= Winkler vine =

Example of large-vine grape culture

The Winkler Vine was an example of large-vine grape culture. The vine was named after Albert J. Winkler, Chair of the Department of Viticulture and Enology (1935–1957) at University of California, Davis. Planted in 1979, the Winkler vine was a Vitis vinifera cv. Mission, grafted on to a Vitis rupestris St George rootstock. A great deal of research has been carried out on pruning, training and vine size; by researchers such as: Ravaz, Winkler, Shaulis, Koblet, Howell, Carbonneau, Smart & Clingeleffer. Minimal pruning is a pruning/training system adapted from the principles of big-vine theory.

==History==
The Mission grape cultivar was originally brought to South America from Spain by Catholic missionaries and was introduced into California in the 18th century. Historically Mission was the most widely planted cultivar in California, up to the 1850s.

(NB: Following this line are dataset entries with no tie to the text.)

PR #271, opened 2021-06-03
AB#4367 notify source owners failed import

gkoller:
This PR introduce an `on_error_callback` that, when a DAG run fails, can retrieve the `contactPoint` from the associated Amsterdam Schema to find out who to email a failure notification to.

It also introduces tighter pre-commit checks for this project.

When reviewing please pay special attention to commit fa09e55a0bed53b5e553564a6f682c9ef4f2534c The commit explains the why it needs some special care (TL;DR there is no always a direct mapping between `dag_id` and `dataset_id`.)

As usual, probably best reviewed per commit

### DIFF
--- a/src/Makefile
+++ b/src/Makefile
@@ -1,6 +1,7 @@
 .PHONY: install
 install:
 	pip install -r requirements_dev.txt
+	pre-commit clean
 	pre-commit install
 
 .PHONY: sync
--- a/src/plugins/contact_point/models.py
+++ b/src/plugins/contact_point/models.py
@@ -1,0 +1,29 @@
+from dataclasses import dataclass
+from typing import Optional
+
+
+@dataclass
+class ContactPoint:
+    """Represent an Amsterdam Schema ``contactPoint``.
+
+    The Amsterdam Schema defines the ``contactPoint``, but also its attributes, to be entirely
+    optional.
+    """
+
+    name: Optional[str] = None
+    email: Optional[str] = None
+
+    def __str__(self) -> str:
+        """Return human readable string representation.
+
+        We strive for ``"name <email>"``, but it can even be just
+         - an empty string,
+         - only the name
+         - only the email address.
+
+        Returns:
+            Human readable string representation.
+        """
+        name = self.name if self.name else ""
+        email = f"<{self.email}>" if self.email else ""
+        return f"{name} {email}".strip()
--- a/.gitignore
+++ b/.gitignore
@@ -143,3 +143,5 @@ dmypy.json
 
 # IntelliJ based IDEs
 .idea/
+
+.vscode/
--- a/.gitignore
+++ b/.gitignore
@@ -144,4 +144,15 @@ dmypy.json
 # IntelliJ based IDEs
 .idea/
 
+# Visual Studio Code IDE
 .vscode/
+
+# Real config lives in src/config/airflow.cfg
+# ignored path is symlink to allow it run locally with
+# export AIRFLOW_HOME=$(pwd)/src
+src/airflow.cfg
+
+# When running locally a webserver_config
+# will be created with default values.
+# This too should not be checked in.
+src/webserver_config.py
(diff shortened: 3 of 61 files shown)


.flake8
```diff
@@ -1,25 +1,53 @@
...
-  # Allow raise Exception()
-  R102,
-exclude=.git,
-        **/migrations/*,
-        .env,
-        docs,
-        scripts,
-format = ${cyan}%(path)s${reset}:${yellow_bold}%(row)d${reset}:${green_bold}%(col)d${reset}: ${red_bold}%(code)s${reset} %(text)s
-max-complexity=8
+# A = builtins
```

The Winkler Vine was trained on a 60x60ft steel arbour, covering 1/12 of an acre and was capable of producing over a tonne of fruit. The Winkler vine was damaged by a tractor 'early in its life' and carried a large canker; eventually the vine became infected with the wood rot, Eutypa, causing its death in spring 2008.

==Big vine viticulture==
The vine was the classic example of big vine culture, where vines are trained and pruned to allow the plant to express its natural vigour; rather than forcing a vine into a restricted trellis system by heavy pruning. Eventually a 'big-vine' will reach its maximum size and yield compensation will result in 'balanced' cropping. Big vine production of grapes is not economically feasible due to the time taken to establish the plant. It does, however, demonstrate the natural ability of a vine to produce fruit in a sustainable manner (yield vs. fruit ripeness vs. carbohydrate storage).